Witnesses Deny The Son

They deny his Deity, his Virgin Birth, his Sonship, his Resurrection from the Dead, his Death on the Cross, and his Prophecy in the Scriptures. I may have left something out.
 
They deny his Deity, his Virgin Birth, his Sonship, his Resurrection from the Dead, his Death on the Cross, and his Prophecy in the Scriptures. I may have left something out.
You got most of the 'biggies'. But, it is exactly what I would expect from a group of non-Christians.
 
They deny his Deity, his Virgin Birth, his Sonship, his Resurrection from the Dead, his Death on the Cross, and his Prophecy in the Scriptures. I may have left something out.
What planet do you live on? JW,s know 100% Jesus was born of a virgin, they know 100% he was the one sent by God= the messiah, we know 100% Jesus is our king. We know 100% that Jesus has a God( John 20:17) just like we do. We know 100% God does not have a God. We know 100% that Jesus teaches-John 17:3--The one who sent him= Father is THE ONLY TRUE GOD.
There is 0 proof he died on a cross. The Greek word stauros translates-An upright pole or stake, they added the word cross to it. But there is 0 proof he died on a cross. Catholicism mistranslated to mislead, to fit false council teachings. In many spots. Proof= The JW,s were allowed into the Catholic archives either late 60,s or early 70,s, they came out with 100% proof-the 3 witness bearers are the water, spirit and blood. Catholicism put father, son and holy spirit in that passage to mislead. Many translations then added water, spirit and blood with the proof. Then they werent allowed back in. Its you being mislead by the altered translations you use.
 
Is Jesus "A" god or "The" God? (John 1:1)

A great article by my Greek professor Bill Mounce.

I received an email asking me about the translation by the Jehovah's Witnesses in John 1:1. Because there is no article in front of the Greek word for "God," they insist that it's translated, "and the word was a god." This shows a significant lack of understanding of how Greek grammar functions relative to the article, I can think of no better response than Dr. Daniel Wallace's "Exegetical Insight" in chapter 6 in my Greek grammar, "Basics of Biblical Greek."
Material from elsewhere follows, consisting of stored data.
PR #527, opened 2024-09-27
SL-735: add Risk Factors dashboard widget

cioan:
I was able to add this widget to the dashboard with the following config:

Screenshot 2024-09-27 at 3 40 47 PM

Screenshot 2024-09-27 at 3 39 10 PM


omod/src/main/java/org/openmrs/module/pihcore/fragment/controller/dashboardwidgets/RiskFactorsFragmentController.java
```diff
@@ -0,0 +1,136 @@
...
+            }
+        }
+        if (patient == null) {
+            throw new IllegalArgumentException("No patient found. Please pass patient into the configuration");
+        }
+
+        model.put("app", app);
+        model.put("patient", patient);
+
+        JsonNode node = app.getConfig().get("concepts");
```
mseaton, line 68: I'm a little confused about this configuration.  I would expect to see this kind of configuration if we named this fragment something more generic (eg. ObsByEncounterFragmentController), which we could use for various use cases, one of which is to display Risk Factors.  But I don't really understand the configuration if we are naming this controller so specifically.  Can we rename these to something more generic please?  Or if these are hard-coded in a way that is only appropriate for risk factors, can we get rid of the configuration?

omod/src/main/java/org/openmrs/module/pihcore/fragment/controller/dashboardwidgets/RiskFactorsFragmentController.java
```diff
@@ -0,0 +1,136 @@
...
+                patient = ((PatientDomainWrapper) patientConfig).getPatient();
+            } else if (patientConfig instanceof Integer) {
+                patient = patientService.getPatient((Integer) patientConfig);
+            } else if (patientConfig instanceof String) {
+                patient = patientService.getPatientByUuid((String) patientConfig);
+            }
+        }
+        if (patient == null) {
+            throw new IllegalArgumentException("No patient found. Please pass patient into the configuration");
+        }
```
mseaton, line 63: It would be nice if we didn't have all of this mess supporting different ways of loading the patient.  I know this is in a lot of existing coreapps controllers, but this is brand new, and something only we are including.  Presumably we know exactly how the patient will be pass in all the time, and we can assume that?

mseaton (changes requested):

omod/src/main/java/org/openmrs/module/pihcore/fragment/controller/dashboardwidgets/RiskFactorsFragmentController.java
mogoodrich: Yeah, agree it makes sense to simplify that.

omod/src/main/java/org/openmrs/module/pihcore/fragment/controller/dashboardwidgets/RiskFactorsFragmentController.java
mogoodrich: Yeah, this looks like just a basic Obs-In-Program widget, and we could just call it something like that, but @cioan let me know if we are missing something.

cioan:
Thanks @mogoodrich and @mseaton for your reviews and comments! I have updated the PR to reflect your suggestions. Thanks!

omod/src/main/webapp/fragments/dashboardwidgets/obsByEncounter.gsp
```diff
@@ -0,0 +1,61 @@
...
+            <i class="icon-share-alt edit-action" title="Edit"></i>
+        </a>
+    </div>
+    <% if ( encounterObs !=null && (encounterObs.size() > 0 ))  { %>
+        <div class="info-body">
+            <table id="obsTable">
+                <thead>
+                <tr>
+                    <th>${ ui.message("coreapps.date") } </th>
+                    <th>${ ui.message("pihcore.riskFactors") }</th>
```
mseaton, line 35: @cioan - this is not correct anymore, now that this is generic.  This needs to probably be something passed in via config.  Can you fix this?

mogoodrich: Nice catch @mseaton , I missed this one...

The nominative case is the case that the subject is in. When the subject takes an equative verb like “is” (i.e., a verb that equates the subject with something else), then another noun also appears in the nominative case—the predicate nominative. In the sentence, “John is a man,” “John” is the subject and “man” is the predicate nominative.

In English, the subject and predicate nominative are distinguished by word order (the subject comes first). Not so in Greek. Since word order in Greek is quite flexible and is used for emphasis rather than for strict grammatical function, other means are used to distinguish subject from predicate nominative. For example, if one of the two nouns has the article, it is the subject.
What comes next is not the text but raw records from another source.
PR #529, opened 2024-09-30
SL-735: add headers column config parameter

cioan:
@mseaton and @mogoodrich , here is the new "headers" config parameter for this widget. Thanks!

### DIFF
--- a/omod/src/main/java/org/openmrs/module/pihcore/fragment/controller/dashboardwidgets/ObsByEncounterFragmentController.java
+++ b/omod/src/main/java/org/openmrs/module/pihcore/fragment/controller/dashboardwidgets/ObsByEncounterFragmentController.java
@@ -80,6 +80,8 @@ public class ObsByEncounterFragmentController {
             String header = i.next().getTextValue();
             if (StringUtils.isNotBlank(header)) {
                 headers.add(header);
+            } else {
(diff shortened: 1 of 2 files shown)


omod/src/main/java/org/openmrs/module/pihcore/fragment/controller/dashboardwidgets/ObsByEncounterFragmentController.java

As we have said, word order is employed especially for the sake of emphasis. Generally speaking, when a word is thrown to the front of the clause it is done so for emphasis. When a predicate nominative is thrown in front of the verb, by virtue of word order it takes on emphasis. A good illustration of this is John 1:1c. The English versions typically have, “and the Word was God.” But in Greek, the word order has been reversed. It reads, "and God was the Word" (καὶ θεὸς ἦν ὁ λόγος).

We know that “the Word” is the subject because it has the article ὁ, and we translate it accordingly: “and the Word was God.” Two questions, both of theological import, should come to mind: (1) Why was θεός thrown forward? and (2) why does it lack the article?

In brief, its emphatic position stresses its essence or quality: “What God was, the Word was” is how one translation brings out this force. Its lack of the article keeps us from identifying the person of the Word (Jesus Christ) with the person of “God” (the Father). That is to say, the word order tells us that Jesus Christ has all the divine attributes that the Father has; lack of the article tells us that Jesus Christ is not the Father. John’s wording here is beautifully compact! It is, in fact, one of the most elegantly terse theological statements one could ever find. As Martin Luther said, the lack of the article is against Sabellianism; the word order is against Arianism.

To state this another way, look at how the different Greek constructions would be rendered:

καὶ ὁ λόγος ἦν ὁ θεός — “and the Word was the God” (i.e., the Father; Sabellianism)

καὶ ὁ λόγος ἦν θεός — “and the Word was a god” (Arianism)

καὶ θεὸς ἦν ὁ λόγος — “and the Word was God” (Orthodoxy)

Jesus Christ is God and has all the attributes that the Father has. But he is not the first person of the Trinity. All this is concisely affirmed in καὶ θεὸς ἦν ὁ λόγος.